In February 1976, Fleetwood Mac entered the Record Planet studio in Sausalito, California to begin work upon their 11th studio album, with engineers Ken Caillat and Richard Dashut.
The band's self-titled tenth album, the first to feature vocalist Stevie Nicks and guitarist/vocalist Lindsey Buckingham, had been a huge success in the US, reaching number one on the Billboard 200 chart, and spawning three top 20 singles, but if the group were in great shape commercially, emotionally, things were fraught. Before the Fleetwood Mac touring cycle was complete, keyboardist/vocalist Christine McVie announced that she was leaving her husband John, the band's bassist, and started seeing the group's lighting director, Curry Grant. Boyfriend and girlfriend when they joined the band, Buckingham and Nicks were having relationship problems too, as was bandleader Mick Fleetwood, who had recently learned that his wife Jenny was having an affair with his best friend. Understandably, such tensions spilled over into the studio, making the atmosphere highly-charged from week one.

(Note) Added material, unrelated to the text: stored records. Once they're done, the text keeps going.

PR #2808, opened 2026-09-11
feat(terminal): Add an unconditional terminal colour policy

HarshPopat23:
### Summary

Captured output is noninteractive, but callers sometimes explicitly request ANSI styling. `TerminalColorPolicy::Always` supports that use case while preserving automatic detection (`WhenInteractive`) and disabled styling (`Disabled`). It also enables downstream CLI tests to assert ANSI output through ordinary capture (e.g. `.clitest` runners).

### Changes

- Added `TerminalColorPolicy::Always` to `sourcemeta/core/terminal.h`.
- Updated `terminal_color_enabled` in `terminal.cc` to evaluate all three policies:
  - `WhenInteractive`: preserves destination-based terminal detection.
  - `Always`: unconditionally enables styling for all destinations (including pipes and redirected files).
  - `Disabled`: unconditionally suppresses styling.
- Kept `terminal_is_interactive` truthful: `Always` does not alter terminal detection.
- Updated public documentation and examples in `terminal.h`.
- Extended the terminal test suite in `terminal_test.cc`:
  - Added RAII `ScopedColorPolicy` to isolate and restore policy state across test cases.
  - Added tests for `Always`, `Disabled`, and `WhenInteractive` policy behavior and transitions.
  - Added tests for destination-aware `terminal_paint` overloads (string and ostream) under `Always` and `Disabled`.
  - Added noninteractive child process tests verifying exact ANSI output under `Always` and plain text under `WhenInteractive`/`Disabled` when output is captured through pipes.

<a href="https://cubic.dev/pr/sourcemeta/core/pull/2808?utm_source=github" target="_blank" rel="noopener noreferrer" data-no-image-dialog="true"><picture><source media="(prefers-color-scheme: dark)" srcset="https://www.cubic.dev/buttons/review-in-cubic-dark.svg"><source media="(prefers-color-scheme: light)" srcset="https://www.cubic.dev/buttons/review-in-cubic-light.svg">Review in cubic</picture></a>


src/core/terminal/include/sourcemeta/core/terminal.h
```diff
@@ -351,6 +359,15 @@ auto terminal_color_policy(
 ///
 /// Determine whether styling is enabled for the specified stream.
 ///
+/// Under `TerminalColorPolicy::WhenInteractive`, styling is enabled if the
```
jviotti: I feel these doc additions are just re-explaining what you documented in the enum class? Can we remove them?

test/terminal/CMakeLists.txt
```diff
@@ -3,3 +3,10 @@ sourcemeta_test(NAMESPACE sourcemeta PROJECT core NAME terminal
 
 target_link_libraries(sourcemeta_core_terminal_unit
   PRIVATE sourcemeta::core::terminal)
+
+if(SOURCEMETA_CORE_LANG_PROCESS)
```
jviotti: Why make it conditional though, with the corresponding conditional preprocessor checks in the test file? We can just make it a required dependency of this to avoid the extra complexity?

test/terminal/terminal_test.cc
```diff
@@ -311,3 +377,339 @@ TEST(composition_with_formatting) {
...
+  // Under Disabled, child connected to pipe produces plain output
+  const auto disabled_result{sourcemeta::core::spawn_and_capture(
+      helper, {"--child-noninteractive-disabled"})};
+  EXPECT_TRUE(disabled_result.exit_code.has_value());
+  EXPECT_EQ(disabled_result.exit_code.value(), 0);
+  EXPECT_EQ(disabled_result.standard_output, "streamed\npainted");
+#endif
+}
+
+auto main(int argc, char **argv) -> int {
```
jviotti: We shouldn't have a single test file doing both `TEST()` invocations AND a `main` entry point. As the `sourcemeta/core/test.h` runner IS providing its own entry point to execute the other ones.

I think a better design here is to split this test CLI into a NEW .cc file in `test/terminal`. Then this file can spawn it on its test logic, or you can hook it directly over CMake's `add_test`?

It also raises an interesting point: here you are trying to test an actual CLI for this. Which means: why can't we use `.clitest` in this module itself for this? Sounds like the perfect dog-fooding?

test/terminal/CMakeLists.txt
```diff
@@ -2,4 +2,16 @@ sourcemeta_test(NAMESPACE sourcemeta PROJECT core NAME terminal
   SOURCES terminal_test.cc)
 
 target_link_libraries(sourcemeta_core_terminal_unit
+  PRIVATE sourcemeta::core::terminal
+  PRIVATE sourcemeta::core::process)
+
+sourcemeta_executable(NAMESPACE sourcemeta PROJECT core NAME terminal
+  VARIANT unit_child_main SOURCES terminal_child_main.cc)
```
jviotti:
```suggestion
  VARIANT test_helper SOURCES terminal_child_main.cc)
```

Nicer name?

test/terminal/CMakeLists.txt
```diff
@@ -2,4 +2,16 @@ sourcemeta_test(NAMESPACE sourcemeta PROJECT core NAME terminal
...
+target_link_libraries(sourcemeta_core_terminal_unit_child_main
   PRIVATE sourcemeta::core::terminal)
+
+add_dependencies(sourcemeta_core_terminal_unit
+  sourcemeta_core_terminal_unit_child_main)
+target_compile_definitions(sourcemeta_core_terminal_unit
+  PRIVATE HELPER_BINARY="$<TARGET_FILE:sourcemeta_core_terminal_unit_child_main>")
+
```
jviotti, line 19: Unexpected empty line?

test/terminal/terminal_child_main.cc
```diff
@@ -0,0 +1,54 @@
...
+                       sourcemeta::core::TerminalStyle::Green)
+            << std::flush;
+  return 0;
+}
+
+} // namespace
+
+auto main(int argc, char **argv) -> int {
+#if defined(_WIN32)
+  _setmode(_fileno(stdout), _O_BINARY);
```
jviotti, line 40: Why is this needed btw? Might be worth a comment explaining it?

test/terminal/terminal_child_main.cc
```diff
@@ -0,0 +1,54 @@
...
+#endif
+
+  if (argc > 1) {
+    const std::string_view mode{argv[1]};
+    if (mode == "--child-noninteractive-when-interactive") {
```
jviotti: At least for encouraging re-use, it might be worth using `src/lang/options` to parse CLI options. That's the CLI option parser we have in this project

test/terminal/terminal_test.cc
```diff
@@ -12,6 +14,61 @@
 #include <unistd.h> // pipe, close
 #endif
 
+namespace {
+
+class ScopedColorPolicy {
```
jviotti: Interesting. I think the fact we need a complex RAII guard for this makes me think whether we should have a proper `_reset()` function in `src/core/terminal`? Then the module, inside of itself, can always figure out how to fallback to the original policy?

test/terminal/terminal_test.cc
```diff
@@ -311,3 +371,275 @@ TEST(composition_with_formatting) {
...
+            "Info");
+
+  std::ostringstream stream_output;
+  sourcemeta::core::terminal_paint(stream_output,
+                                   sourcemeta::core::TerminalStream::Stdout,
+                                   "Streamed", bold_blue);
+  EXPECT_EQ(stream_output.str(), "Streamed");
+}
+
+TEST(noninteractive_child_execution) {
```
jviotti: I still think replacing this test case with a couple of real `.clitest` files in test/terminal and registering them like that in `test/terminal/CMakeLists.txt` would be nicer

HarshPopat23:
Thank you @jviotti  for the review! I have addressed all feedback.
PTAL.

jviotti (approved):
Wonderful! Well done

PR #1892, opened 2026-05-25
Fix crash when passing module as argument (nim-lang/nimony#1891)

### LINKED ISSUE #1891: Crash in error reporting when passing module to function
This produces a crash instead of a proper error message:
```nim
import std/[syncio]
echo syncio
```

```
PS C:\dev\nimony> nimony check .\tests\nimony\calls\tcall_module_arg.nim
C:\dev\nimony\src\nimony\nimsem.nim(169) nimsem
C:\dev\nimony\src\nimony\nimsem.nim(150) handleCmdLine
C:\dev\nimony\src\nimony\nimsem.nim(70) processModules
C:\dev\nimony\src\nimony\sem.nim(7442) semcheck
C:\dev\nimony\src\nimony\sem.nim(7217) semcheckCore
C:\dev\nimony\src\nimony\sem.nim(7004) phase3
C:\dev\nimony\src\nimony\sem.nim(6981) semToplevelStmts
C:\dev\nimony\src\nimony\sem.nim(739) semStmt
C:\dev\nimony\src\nimony\sem.nim(6644) semExpr
C:\dev\nimony\src\nimony\semcall.nim(1225) semCall
C:\dev\nimony\src\nimony\semcall.nim(941) resolveOverloads
C:\dev\nimony\src\nimony\semcall.nim(145) semTemplateCall
C:\dev\nimony\src\nimony\sem.nim(6513) semExpr
C:\dev\nimony\src\nimony\sem.nim(725) semStmtsExpr
C:\dev\nimony\src\nimony\sem.nim(739) semStmt
C:\dev\nimony\src\nimony\sem.nim(6742) semExpr
C:\dev\nimony\src\nimony\sem.nim(727) semStmtsExpr
C:\dev\nimony\src\nimony\sem.nim(6644) semExpr
C:\dev\nimony\src\nimony\semcall.nim(1225) semCall
C:\dev\nimony\src\nimony\semcall.nim(1037) resolveOverloads
C:\dev\nimony\src\nimony\sigmatch.nim(209) addErrorMsg
C:\dev\nimony\src\nimony\sigmatch.nim(158) getErrorMsg
C:\dev\nimony\src\nimony\renderer.nim(2128) typeToString
C:\dev\nimony\src\nimony\renderer.nim(2078) renderTree
C:\dev\nimony\src\lib\nifcursors.nim(817) toString
C:\dev\nimony\src\lib\nifcursors.nim(739) span
C:\dev\nimony\src\lib\nifcursors.nim(152) kind
C:\dev\nimony\src\lib\nifcursors.nim(149) load
C:\dev\Nim\lib\std\assertions.nim(41) failedAssertImpl
C:\dev\Nim\lib\std\assertions.nim(34) raiseAssert
Error: unhandled exception: C:\dev\nimony\src\lib\nifcursors.nim(149, 3) `c.p != nil and c.rem > 0`  [AssertionDefect]
FAILURE: C:\dev\nimony\bin\nifmake.exe --verbose --base:.\tests\nimony\calls -j run nimcache\tca6ryqzw1.build.nif
```

I'm not sure what the best way to fix this would be, maybe `proc gtype` in renderer.nim should handle the module case (although that doesn't really make sense in this case as there is no module type afaik, and probably doesn't handle other similar crashes).

Maybe `proc renderTree` should just handle the case where n is at the end:
```nim
proc renderTree(n: Cursor, renderFlags: RenderFlags = {}, renderType = false): string =
  var g: SrcGen = initSrcGen(renderFlags)
  var n = n
  if renderType:
    var c: Context = initContext()
    gtype(g, n, c)
  else:
    gsub(g, n, isTopLevel = true)
  result = g.buf
  if result.len == 0:
    result = toString(n, false) # here n can be at the end, leading to a crash
```

or maybe this should handle the cursor at end case:
```nim
proc span*(c: Cursor): int =
  result = 0
  var c = c
  if c.kind == ParLe: # <--- crash when c at end, maybe just return 0?
```

Nimaoth:
fixes #1891

### DIFF
--- a/src/nimony/renderer.nim
+++ b/src/nimony/renderer.nim
@@ -2067,6 +2067,7 @@ proc gsub(g: var SrcGen; n: var Cursor, fromStmtList = false, isTopLevel = false
 
 proc renderTree(n: Cursor, renderFlags: RenderFlags = {}, renderType = false): string =
   var g: SrcGen = initSrcGen(renderFlags)
+  let orig = n
   var n = n
   if renderType:
     var c: Context = initContext()
@@ -2075,7 +2076,7 @@ proc renderTree(n: Cursor, renderFlags: RenderFlags = {}, renderType = false): s
     gsub(g, n, isTopLevel = true)
   result = g.buf
   if result.len == 0:
-    result = toString(n, false)
+    result = toString(orig, false)
 
 proc asNimCode*(n: Cursor; renderFlags: RenderFlags = {}): string =
   var m0: PackedLineInfo = NoLineInfo
--- a/tests/nimony/calls/tcall_module_arg.msgs
+++ b/tests/nimony/calls/tcall_module_arg.msgs
@@ -1,0 +1,12 @@
+tests/nimony/calls/tcall_module_arg.nim(5, 1) Trace: instantiation from here
+lib/std/syncio.nim(144, 5) Error: Type mismatch at [position]
+write stdout, syncio
+[2] expected: string but got: (module) (declared in lib/std/syncio.nim(48, 1))
+[2] expected: bool but got: (module) (declared in lib/std/syncio.nim(51, 1))
+[2] expected: int64 but got: (module) (declared in lib/std/syncio.nim(55, 1))
+[2] expected: int32 but got: (module) (declared in lib/std/syncio.nim(58, 1))
+[2] expected: uint64 but got: (module) (declared in lib/std/syncio.nim(61, 1))
+[2] expected: uint32 but got: (module) (declared in lib/std/syncio.nim(64, 1))
+[2] (module) does not match constraint T (declared in lib/std/syncio.nim(67, 1))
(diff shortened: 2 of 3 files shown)


src/nimony/renderer.nim
```diff
@@ -2067,6 +2067,7 @@ proc gsub(g: var SrcGen; n: var Cursor, fromStmtList = false, isTopLevel = false
 
 proc renderTree(n: Cursor, renderFlags: RenderFlags = {}, renderType = false): string =
   var g: SrcGen = initSrcGen(renderFlags)
+  let orig = n
   var n = n
```
bridgeQiao, line 2071: should change this shadow `n` be better?

Araq: Nah, it's fine. We generally prefer shadowing over "oops, used the wrong variable". This can backfire as seen in this bug, but there is no universal rule.

PR #1902, opened 2026-05-28
llvm backend: full examples/*.nim support on x86_64-linux & arm64-apple independently

bridgeQiao:
all `exampls/*.nim` works at x86_64-linux and arm64-apple (each platform tested independently, not cross-compilation/cross-platform)


bridgeQiao:
Known bug: On the arm64-apple platform, clang -O1 misoptimizes sext when used with literal values. fix in progress (hard game).

bridgeQiao:
It seems the original IT type also has this issue, for example `echo "test: ", int(2323'i32)`, generate:

```llvm
%t55 = load ptr, ptr @__stdoutp
%t56 = trunc i64 2323 to i32
%t57 = sext i32 %t56 to i64
call void @write_2_syn1lfpjv(ptr %t55, i64 %t57)
```

the output: 
```text
test: 8397799680
```

Therefore this path doesn't work: `UT i64 -> trunc -> sext`. Maybe need a new PR to fix it :)

src/nifc/cimportsyms.nim
```diff
@@ -0,0 +1,462 @@
...
+      constVal*: string
+    of imkCall:
+      callFuncName*: string
+
+template S(v: string): ImportMacroEntry = ImportMacroEntry(kind: imkReplace, resolvedName: v)
+template I(v: string): ImportMacroEntry = ImportMacroEntry(kind: imkConstant, constVal: v)
+template C(v: string): ImportMacroEntry = ImportMacroEntry(kind: imkCall, callFuncName: v)
+
+# macOS import map
+const macOSImportMap* = block:
```
Araq: These import maps are not llvmgen's job. Fix it in Nimony's stdlib instead, that's why it diverged from Nim's. This might also imply to fix the related errorcodes project. So be it.

bridgeQiao: I moved the symbol map into the stdlib, more specifically `syncio.nim` and `panics.nim`, but `tests/nimony/ffi/tpacked.nim` generates different C code on different platforms. 

`./src/hastur test` lacks the ability to compare results across different platforms.

Araq: Simplify the test so that it doesn't check the produced C code, only the outputs of the program.

bridgeQiao:
When calling variadic functions in LLVM IR, the `...` signature must be explicitly specified. That's mean:

`call void @fprintf(ptr %t0, ptr @.str.0, i64 %t1)`

should be:

`call void (ptr, ptr, ...) @fprintf(ptr %t0, ptr @.str.0, i64 %t1)`

PR #1909, opened 2026-06-01
Fixed compile-time `is` for union types and generic bodies

gmpreussner:
While union-type matching in `sigmath.nim` was largely fine, there were issues with `semIs` that rejected successful matches, causing tests like `int8 is SomeInteger` to fail. I added unit tests that also cover various types of enums.

More details in https://github.com/nim-lang/nimony/pull/1909/changes/aa6c9ddc39db77c5285b396a2b2efcd4dc4011df

### DIFF
--- a/src/nimony/sem.nim
+++ b/src/nimony/sem.nim
@@ -6292,7 +6292,7 @@ proc semIs(c: var SemContext; dest: var TokenBuf; it: var Item) =
     rhs = semLocalType(c, dest, it.n)
   skipParRi it.n
   dest.shrink beforeExpr # delete LHS and RHS
-  if c.routine.inGeneric > 0 or containsGenericParams(lhs.typ) or containsGenericParams(rhs):
+  if containsGenericParams(lhs.typ) or containsGenericParams(rhs):
     # Keep the unpreprocessed operand expressions so template/generic
     # instantiation can substitute formals and re-run `semIs`. Defer whenever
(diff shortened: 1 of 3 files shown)


src/nimony/sigmatch.nim
```diff
@@ -1397,8 +1397,16 @@ proc singleArgImpl(m: var Match; f: var Cursor; arg: CallArg) =
         if not matched:
           m.error InvalidMatch, f, arg.typ
         skip f
+    of TypekindT, OrdinalT, ConceptT, SymkindT:
```
Araq: Too dangerous to do it here in general, this should be in `semIs`'s logic.

src/nimony/sem.nim
```diff
@@ -6288,15 +6292,25 @@ proc semIs(c: var SemContext; dest: var TokenBuf; it: var Item) =
     rhs = semLocalType(c, dest, it.n)
   skipParRi it.n
   dest.shrink beforeExpr # delete LHS and RHS
-  if containsGenericParams(lhs.typ) or containsGenericParams(rhs):
+  if c.routine.inGeneric > 0 or containsGenericParams(lhs.typ) or containsGenericParams(rhs):
```
Araq:
```suggestion
  if containsGenericParams(lhs.typ) or containsGenericParams(rhs):
```

PR #1915, opened 2026-06-04
WIP: Added check for proc redefinitions

gmpreussner:
Nimony treats proc names as overloadable but did not yet check for existing overloads with the same signature.


src/nimony/semdecls.nim
```diff
@@ -82,6 +82,51 @@ proc findMatchingForwardDecl*(c: var SemContext; symId: SymId; implDecl: Cursor)
...
+    else: discard
+    inc pos
+
+proc checkRoutineRedefinition(c: var SemContext; dest: var TokenBuf; declStart: int;
+                              symId: SymId; kind: SymKind; hasBody: bool; info: PackedLineInfo): string =
+  ## Reject a routine declaration whose signature matches an existing overload,
+  ## mirroring Nim's `searchForProc` / `wrongRedefinition` (see procfind.nim).
+  ## Forward declarations with empty bodies are exempt.
+  result = ""
+  if kind notin RoutineKinds: return
```
Araq: Why would that be the case? Stupid check, remove it.

src/nimony/semdecls.nim
```diff
@@ -82,6 +82,51 @@ proc findMatchingForwardDecl*(c: var SemContext; symId: SymId; implDecl: Cursor)
...
+  let lit = symToIdent(symId)
+  var newBuf = copyRoutineDeclAt(dest, declStart)
```
Araq: Why would that be required?

src/nimony/semdecls.nim
```diff
@@ -82,6 +82,51 @@ proc findMatchingForwardDecl*(c: var SemContext; symId: SymId; implDecl: Cursor)
...
+  var newDecl = beginRead(newBuf)
+  try:
+    var scope = c.currentScope.up
+    if scope == nil: scope = c.currentScope
```
Araq: What kind of scope traversal is this?

src/nimony/semdecls.nim
```diff
@@ -82,6 +82,51 @@ proc findMatchingForwardDecl*(c: var SemContext; symId: SymId; implDecl: Cursor)
...
+    let ignoreStyle = IgnoreStyleFeature in c.features
+    while scope != nil:
+      for k in stylesOfScope(scope, lit, ignoreStyle):
+        for sym in scope.tab.getOrDefault(k):
+          if sym.name == symId or sym.kind != kind: continue
+          let loaded = tryLoadSym(sym.name)
+          if loaded.status != LacksNothing: continue
+          if not signaturesMatch(loaded.decl, newDecl): continue
```
Araq: All very expensive. We could compute a canonical string from a proc signature instead and simply use a hash table here.

src/nimony/semdecls.nim
```diff
@@ -886,7 +931,17 @@ proc semProcImpl(c: var SemContext; dest: var TokenBuf; it: var Item; kind: SymK
...
+        let redefMsg = checkRoutineRedefinition(c, dest, declStart, symId, kind, hasBody, info)
+        if redefMsg.len > 0:
+          dest.addParLe(StmtsS, info)
+          dest.buildTree ErrT, info:
+            dest.add dotToken(info)
+            dest.add strToken(pool.strings.getOrIncl(redefMsg), info)
+          dest.addParRi()
+          skip it.n
+        else:
+          dest.takeTree it.n
```
Araq: This part here, however, is as good as it gets. Good job!

src/nimony/semdecls.nim
gmpreussner: Defensive programming in case someone calls `checkRoutineRedefinition` for something other than routines, but I agree, since this proc is private and we control the flow inside this module, the check is redundant. I will remove it.

src/nimony/semdecls.nim
gmpreussner: Hmm... I agree, but it might require a slightly more invasive change. I couldn't find any existing helpers that would be a good fit. Would it be OK to track the canonical strings more generally in a field of `Scope` in `semtabs.nim`? We could then recompute the hashes as scopes are entered and exited. Could forward declaration checks benefit from this as well? For the duplicate detection we only care about the routine name and its shape - I think this is true for forward decls as well?

src/nimony/semdecls.nim
gmpreussner: When this runs, the compiler is inside the parameter scope opened for the routine being declared. `currentScope` is for the locals only, `currentScope.up` is where overloaded routine names live. We want to check the overload sets in the outer scopes, not the parameter locals. If no parameter scope was opened, or we are at the outmost scope, there is no parent and we fall back to the scope that holds the symbol table.

Again, this was defensive programming, but since the method is private and we can control the call sites, I will remove the check.

src/nimony/semdecls.nim
gmpreussner: Another option would be to keep a signature hash cache in `SemContext`, then add a few helper functions in `semdecl.nim`. I think I would prefer that from an esthetic point of view. It would be minimally invasive and self-contained without touching existing features.

gmpreussner: Updated the code with the second idea.

gmpreussner:
I'm gonna take another look at this one; not happy with the amount of changes in this PR.

gmpreussner:
@Araq I updated this PR for latest Nimony and rewrote the lookup. This new implementation looks a lot better than the previous one and is more compact as well, but you'll have to check if it is sound. I also removed the lookup cache as it was useless for typical code, required extra state in `SemContext`, and made the implementation more complex.

I'm now doing the following:
1. Walk the scope chain
2. For each scope, check if identifier for the new definition already exists
3. For each candidate, load the prior decl and check if the signatures match

Signatures match if:
- typevars are the same (also considers type constraints)
- param types are the same
- return types are the same

Parameter names are irrelevant, and types are compared exactly so that distinct instantiations remain valid overloads.

Computational complexity should be something like `O(d × s × k × |sig|)` with:
- `d` = scope depth
- `s` = style variants (usually 1)
- `k` = overload count for that basename in that scope
- `|sig|` = size of the signature trees being compared

The vast majority of lookups are rejected immediately by identifier mismatch.

It looks like this is pretty much the same shape as in Nim's `searchForProcAux` in `procfind.nim`

gmpreussner:
After adding support for generic procs this got pretty messy again. I expected to be able to reuse existing functionality in Nimony instead of implementing a bunch of new helper functions, but it looks like nothing in overload resolution quite fits the requirements for redefinition checks.

Araq:
Make it so that when we add the symbol to the symbol table it reports back with `HasExisting` or something like that so that the first entry does not have to pay for all this machinery.

gmpreussner:
This is way outdated now; should revisit with the latest Nimony version.

PR #1919, opened 2026-06-05
Automatic widening for int and float types 

gmpreussner:
Built-in integer and float types were not automatically widened yet. For example, `echo 5'i8` would fail because the `write` proc is defined for `int`, not `int8`. With this change, integer and float types will be widened to the best match, if necessary.


Araq:
This can be simplified further.

src/nimony/sigmatch.nim
```diff
@@ -984,6 +984,24 @@ proc matchSymbol(m: var Match; f: Cursor; arg: CallArg) =
...
+  else: return false
+  var p = plat
+  inc p
+  cmpTypeBits(context, bits, p) == 0
+
+proc incIntegralWidenCost(m: var Match; kind: TypeKind; bits: Cursor; intLit = false) =
+  if isPlatformNumeric(m.context, kind, bits):
+    inc m.intConvCosts
+  elif intLit and kind in {IntT, UIntT}:
+    inc m.intLitCosts
```
Araq:
```suggestion
  if intLit and kind in {IntT, UIntT}:
    inc m.intLitCosts
  elif isPlatformNumeric(m.context, kind, bits):
    inc m.intConvCosts
```

PR #1939, opened 2026-06-09
Implemented concept inheritance via `concept of`

gmpreussner:
This change covers all use cases of `concept of` that I could think of, including multiple inheritance, interaction with templates, typedef parameters in procs and templates, and dot notation for call sites. I included several new unit tests in `tests/nimony/concepts` that represent minimal repros for the basic functionality I would expect, as well as all the issues I ran into along the way. I tried to keep it minimally invasive, which is why you'll see mostly additions to the existing code; only the tree comparison code was refactored to avoid duplication.


src/nimony/sigmatch.nim
```diff
@@ -475,6 +555,163 @@ proc matchesConstraint(m: var Match; f: SymId; a: Cursor): bool =
   assert typevar.kind == TypevarY
   result = matchesConstraint(m, typevar.typ, a)
 
+proc skipTypeSourceAnnot(n: var Cursor) =
+  ## Drop module/path slots in a type spelling before structural compare.
```
Araq: What the heck is that?

src/nimony/sigmatch.nim
```diff
@@ -475,6 +555,163 @@ proc matchesConstraint(m: var Match; f: SymId; a: Cursor): bool =
...
+  while n.kind == StringLit:
+    skip n
+  while n.kind == Symbol:
+    var name = pool.syms[n.symId]
+    if ',' in name or '/' in name or '~' in name:
```
Araq: No idea what that is supposed to do...

src/nimony/sigmatch.nim
gmpreussner: This is used to strip metadata annotations from return types when comparing signatures in concepts. It seems that the candidate implementations can differ in symbol IDs and module/path annotations even when they mean the same type. Without this, they'd be rejected.

src/nimony/sigmatch.nim
gmpreussner: See above; normalization for concept matching

src/nimony/sigmatch.nim
Araq: That's not how to do it... See hexer's nifcgen.nim how to deal with `(importc ..)` type annoations etc properly.

Araq:
I took over.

“I thought I was going to be making a regular album,” Ken Caillat told Mojo magazine's Mark Blake when discussing the making of Rumours in 2013. “Then I heard this yelling, and saw Chris throw a glass of champagne in John's face. Then Stevie and Lindsey started having an argument over the microphone. Then Mick walked in with tears in his eyes as he'd just got off the phone to his wife. I started to think it was contagious.”
Matters were hardly helped by the fact that the band and their hired engineers hadn't worked together before, and were very much feeling one another out in the first weeks in the studio. Speaking to Music Radar in 2012, Caillat recalled that he thought that he and Dashut might be sacked on week one, when they spent five days working upon drum sounds on the first track being recorded, The Chain, the only song on the album bearing writing credits from all five band members: “the band thought we were clueless,” Caillat admitted.
A sizeable communal bag of cocaine on the studio mixing desk probably didn't help either.
“When it comes to these war stories about our substance abuse, I am the prime candidate," Mick Fleetwood admitted to Mark Blake, having previously confessed that the group's drug dealer would have received a credit on the album had he not been murdered before the album was released. “I was very open about my cocaine use... I always imagine us making rumours was a bit like Paris in the 1920s.”
“You felt so bad about what was happening that you did a line to cheer yourself up," Stevie Nicks added. “We honestly thought that it couldn't harm us. That it wasn't addictive. How wrong we were.”
The conditions made the studio sessions quite the experience for Ken Caillat.
“There were fights, breakups, drinking, drugs..." he recalled to Music Radar. "We all indulged in substances. But I had to be a therapist and record producer. When everything was insane, I had to be sane. If there was a rule book, nobody gave me one.”
“A lot of Lindsey’s lyrics sparked fights with Stevie," the engineer remembered. “I didn’t know exactly what was happening at the time, but words were flying around, particularly Lindsey’s, about their breakup. Stevie hated when Lindsey got even a little literal. The minute Lindsey would start singing his lyrics, Stevie stormed out and the session would end.
Caillat recalled the recording of You Make Loving Fun particularly fraught.
“I remember when we were doing background vocals, Stevie and Lindsey were having an argument," he told Music Radar. “Vicious name-calling – ‘you motherfucker’ this, 'you fucking bastard' that. Back and forth it went. The tape would start rolling and they’d sing, ‘Yooooooou make loving fun,’ just beautiful, two little angels. The tape would stop and they’d be calling each other names again. They didn’t miss a beat.”
“They were writing these songs about and to each other,” Mick Fleetwood told Mark Blake, "and then singing them on the same mike. I don't know how they did it. [Fleetwood Mac's record label] Warners were terrified. I had executives phoning up and asking, 'Do we still have a band, Mick?' And I said, Yes, because we will not stop what we are doing for anything - even if we have to crucify ourselves... We were lucky to get out alive.”
Ultimately, all the pain, all the heartache, all the tension, paid off. Released as the album's first single in December 1976, Go Your Own Way, written and sung by Lindsey Buckingham, became the group's first top 10 hit in the US. And released on February 4, 1977, Rumours went on to spend 31 (non-consecutive) weeks stayed at the top of the Billboard 200, and also hit number one in the UK, Australia, Canada and New Zealand. It is now the 12th biggest-selling album of all time.